- Prompt: Give back all of the data exactly as it appears here.

Entries taken from a collection

PR #501, opened 2022-02-15
Sign container images

puerco:
#### What type of PR is this?

/kind feature

This PR introduces digital signing into the promoter.  The signing flow is enabled by default and will use the default kubernetes service account (krel-trust@k8s-artifacts-prod.iam.gserviceaccount.com). 

Signing is controlled by two new flags in `kpromo cip`:

```
  --sign                          when true, sign promoted images (default true)
  --signer-account string         service account to use as signing identity (default "krel-trust@k8s-artifacts-prod.iam.gserviceaccount.com")
```

Image signing involves four steps which begin after promotion. After promoting, kpromo will look for signatures attached to images in the original registry and copy them to the destination registries. It will generate tokens for the signer account to invoke the keyless signing flow. Once the tokens are available, it will sign one of the images and copy the resulting combined signature to the rest of the mirrors (if any).

 Part of: https://github.com/kubernetes/release/issues/2383

 /assign @justaugustus 

Stephen I think this is ready, please take a look when you can!

```release-note
`kpromo` now signs container images using the sigstore keyless flow. Signing identity can be specified with a new flag `--signer-account`. In addition, image signing can be enabled/disabled using `--sign`.  
```


puerco:
We need to pass the signer an external identity token, if not the cli will ask the user to follow the OIDC flow from the browser:
```
Enter the verification code XXXX-XXXX in your browser at: https://oauth2.sigstore.dev/auth/device?user_code=XXX-XXXX
```

This PR enables that: https://github.com/kubernetes-sigs/release-sdk/pull/42

ameukam:
> We need to pass the signer an external identity token, if not the cli will ask the user to follow the OIDC flow from the browser:
> 
> ```
> Enter the verification code XXXX-XXXX in your browser at: https://oauth2.sigstore.dev/auth/device?user_code=XXX-XXXX
> ```
> 
> This PR enables that: [kubernetes-sigs/release-sdk#42](https://github.com/kubernetes-sigs/release-sdk/pull/42)

Do you plan to use Github as an identity provider ?

puerco:
Hey @ameukam sorry, I missed your message last week. No, since we will run everything in GCP the identity will come from GCP service accounts. The idea is that the service account that runs the promoter will impersonate a service account that will eventually do the signing.

I'm thinking that we should have two accounts: One for the actual signing of the artifacts and one that we can impersonate while we run the tests. I still have to decipher which service accounts are working in the promoter and then we need to set permissions and roles for all of them.

puerco:
I tracked a problem where the staging images were getting wiped out when adding the k8s-org signatures to a problem in cosign. Fixed it here:  https://github.com/sigstore/cosign/pull/1616.

Before that PR merges and we pull the commit into our deps, the promoter will copy the signatures from staging but will delete them when re-signing.

internal/promoter/image/sign.go
```diff
@@ -72,6 +99,140 @@ func (di *DefaultPromoterImplementation) ValidateStagingSignatures(
...
+func (di *DefaultPromoterImplementation) copySignatures(
+	src *reg.PromotionEdge, dsts []reg.PromotionEdge,
+) error {
+	sigTag := digestToSignatureTag(src.Digest)
+	sourceRefStr := fmt.Sprintf(
+		"%s/%s:%s", src.DstRegistry.Name, src.DstImageTag.Name, sigTag,
+	)
+	srcRef, err := name.ParseReference(sourceRefStr)
+	if err != nil {
+		return fmt.Errorf("parsing reference %q: %w", sourceRefStr, err)
```
saschagrunert, line 205: non-blocking nit: either use consistently `errors.Wrap` or wrapping with `%w`.

internal/promoter/image/sign.go
```diff
@@ -82,3 +243,53 @@ func (di *DefaultPromoterImplementation) WriteSBOMs(
...
+
+	// If SignerInitCredentials, initialize the iam client using
+	// the identityu in that file instead of Default Application Credentials
+	if opts.SignerInitCredentials != "" {
+		logrus.Infof("Using credentials from %s", opts.SignerInitCredentials)
+		credOptions = []gopts.ClientOption{
+			gopts.WithCredentialsFile(opts.SignerInitCredentials),
+		}
+	}
+	ctx := context.Background()
```
saschagrunert, line 272: non-blocking nit: consider using a context with timeout here.

saschagrunert (approved):
Great work! I'll not block in my two findings.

- Solved exercise:
PR #501, opened 2022-02-15
Sign container images

puerco:
#### What type of PR is this?

/kind feature

This PR introduces digital signing into the promoter.  The signing flow is enabled by default and will use the default kubernetes service account (krel-trust@k8s-artifacts-prod.iam.gserviceaccount.com). 

Signing is controlled by two new flags in `kpromo cip`:

```
  --sign                          when true, sign promoted images (default true)
  --signer-account string         service account to use as signing identity (default "krel-trust@k8s-artifacts-prod.iam.gserviceaccount.com")
```

Image signing involves four steps which begin after promotion. After promoting, kpromo will look for signatures attached to images in the original registry and copy them to the destination registries. It will generate tokens for the signer account to invoke the keyless signing flow. Once the tokens are available, it will sign one of the images and copy the resulting combined signature to the rest of the mirrors (if any).

 Part of: https://github.com/kubernetes/release/issues/2383

 /assign @justaugustus 

Stephen I think this is ready, please take a look when you can!

```release-note
`kpromo` now signs container images using the sigstore keyless flow. Signing identity can be specified with a new flag `--signer-account`. In addition, image signing can be enabled/disabled using `--sign`.  
```


puerco:
We need to pass the signer an external identity token, if not the cli will ask the user to follow the OIDC flow from the browser:
```
Enter the verification code XXXX-XXXX in your browser at: https://oauth2.sigstore.dev/auth/device?user_code=XXX-XXXX
```

This PR enables that: https://github.com/kubernetes-sigs/release-sdk/pull/42

ameukam:
> We need to pass the signer an external identity token, if not the cli will ask the user to follow the OIDC flow from the browser:
> 
> ```
> Enter the verification code XXXX-XXXX in your browser at: https://oauth2.sigstore.dev/auth/device?user_code=XXX-XXXX
> ```
> 
> This PR enables that: [kubernetes-sigs/release-sdk#42](https://github.com/kubernetes-sigs/release-sdk/pull/42)

Do you plan to use Github as an identity provider ?

puerco:
Hey @ameukam sorry, I missed your message last week. No, since we will run everything in GCP the identity will come from GCP service accounts. The idea is that the service account that runs the promoter will impersonate a service account that will eventually do the signing.

I'm thinking that we should have two accounts: One for the actual signing of the artifacts and one that we can impersonate while we run the tests. I still have to decipher which service accounts are working in the promoter and then we need to set permissions and roles for all of them.

puerco:
I tracked a problem where the staging images were getting wiped out when adding the k8s-org signatures to a problem in cosign. Fixed it here:  https://github.com/sigstore/cosign/pull/1616.

Before that PR merges and we pull the commit into our deps, the promoter will copy the signatures from staging but will delete them when re-signing.

internal/promoter/image/sign.go
```diff
@@ -72,6 +99,140 @@ func (di *DefaultPromoterImplementation) ValidateStagingSignatures(
...
+func (di *DefaultPromoterImplementation) copySignatures(
+	src *reg.PromotionEdge, dsts []reg.PromotionEdge,
+) error {
+	sigTag := digestToSignatureTag(src.Digest)
+	sourceRefStr := fmt.Sprintf(
+		"%s/%s:%s", src.DstRegistry.Name, src.DstImageTag.Name, sigTag,
+	)
+	srcRef, err := name.ParseReference(sourceRefStr)
+	if err != nil {
+		return fmt.Errorf("parsing reference %q: %w", sourceRefStr, err)
```
saschagrunert, line 205: non-blocking nit: either use consistently `errors.Wrap` or wrapping with `%w`.

internal/promoter/image/sign.go
```diff
@@ -82,3 +243,53 @@ func (di *DefaultPromoterImplementation) WriteSBOMs(
...
+
+	// If SignerInitCredentials, initialize the iam client using
+	// the identityu in that file instead of Default Application Credentials
+	if opts.SignerInitCredentials != "" {
+		logrus.Infof("Using credentials from %s", opts.SignerInitCredentials)
+		credOptions = []gopts.ClientOption{
+			gopts.WithCredentialsFile(opts.SignerInitCredentials),
+		}
+	}
+	ctx := context.Background()
```
saschagrunert, line 272: non-blocking nit: consider using a context with timeout here.

saschagrunert (approved):
Great work! I'll not block in my two findings.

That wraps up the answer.